**Exercise goal**
For each line below that includes the string "Stream", show the whole line.
── Material for this exercise ──
PR #325, opened 2026-06-08
Feature/Para

IsidorManning:
This PR implements the backbone of the category of parametric maps (over a symmetric monoidal base category), **Para**(C), as formally constructed in ([Categorical Deep Learning](https://arxiv.org/pdf/2402.15332), [Fundamental Components of Deep Learning](https://arxiv.org/pdf/2403.13001)).

Notes:

-  Para.Diagram inherits from discopy.symmetric.Diagram to allow for the braiding required by the monoidal structure. For theory, see [Fundamental Components of Deep Learning](https://arxiv.org/pdf/2403.13001), section 3.2.1 on "Monoidal Para", page 50.
- We implement a property where parameters are kept at the end of the domain. Parallel composition (tensor) automatically handles the necessary Swap morphisms to maintain this.
- Theoretically, **Para**(C) is an built using actegories where the parameter space acts on the data space. This is not implemented in any form. Parameter spaces act on data spaces by the shared monoidal tensor on the right side of the domain. This also means that, although the theory can be generalized to cases where parameters live in a different category, this initial implementation covers the setting where parameters and data spaces live in the same base category C.


toumix:
Great stuff, a DisCoPy implementation of Para is long overdue!

One comment though: making para.Diagram a subclass of symmetric.Diagram leads to an abundance of boilerplate code and confusions because it's not super clear if the dom of a para.Diagram include the parameters or not which then requires this extra `data_dom` attribute. Moreover, this makes it inconvenient to take the Para construction over other categories than the free symmetric one, e.g. one would like to take Para of Python functions.

There's a way to solve both problems at once using the same pattern as for `Stream` and `Int`, i.e. something like this:

```python
class Para(NamedGeneric["category"]):
    category = symmetric.Diagram  # default

    dom: category.ob
    cod: category.ob
    param: category.ob
    inside: category.ar

    def __init__(self, dom, cod, param, inside):
        assert inside.dom == dom @ param and inside.cod == cod
        self.dom, self.cod, self.param, self.inside = dom, cod, param, inside
    
    def then(self, other):
        assert self.cod == other.dom
        return ...  # the code you already have for introducing swaps in the appropriate place
```

IsidorManning:
> Great stuff, a DisCoPy implementation of Para is long overdue!
> 
> One comment though: making para.Diagram a subclass of symmetric.Diagram leads to an abundance of boilerplate code and confusions because it's not super clear if the dom of a para.Diagram include the parameters or not which then requires this extra `data_dom` attribute. Moreover, this makes it inconvenient to take the Para construction over other categories than the free symmetric one, e.g. one would like to take Para of Python functions.
> 
> There's a way to solve both problems at once using the same pattern as for `Stream` and `Int`, i.e. something like this:
> 
> ```python
> class Para(NamedGeneric["category"]):
>     category = symmetric.Diagram  # default
> 
>     dom: category.ob
>     cod: category.ob
>     param: category.ob
>     inside: category.ar
> 
>     def __init__(self, dom, cod, param, inside):
>         assert inside.dom == dom @ param and inside.cod == cod
>         self.dom, self.cod, self.param, self.inside = dom, cod, param, inside
>     
>     def then(self, other):
>         assert self.cod == other.dom
>         return ...  # the code you already have for introducing swaps in the appropriate place
> ```

Thanks! That is a good point, and it makes complete sense! I'll make a refactoring using the wrapper approach. 

I also have a question for you: Right now, I've placed the para.py module inside a new "discopy/learning/" folder. Given the growth of categorical deep learning and other fields using Para, having a separate place for these kinds of constructions seems like an intuitive way to keep the core syntax folders clean. Just wondering if you agree with this or would like to make any changes there.

toumix:
I know categorical deep learning is a hot topic but Para could potentially apply in other settings too, it's nicer to just write `discopy.para.Diagram` the same way there is `discopy.interaction.Diagram`. I guess for now it can go in the `semantics` folder of the documentation and we can consider a separate learning folder if there is more than one file there!

toumix:
Just a quick heads up to watch out for the PR #326 where we changed the definition of category so that the code snippet above now makes sense (i.e. Diagram is a subclass of Category with ob=Ty and ar=Diagram)

toumix:
implemented with #559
───
**Result below**
There's a way to solve both problems at once using the same pattern as for `Stream` and `Int`, i.e. something like this:
> There's a way to solve both problems at once using the same pattern as for `Stream` and `Int`, i.e. something like this:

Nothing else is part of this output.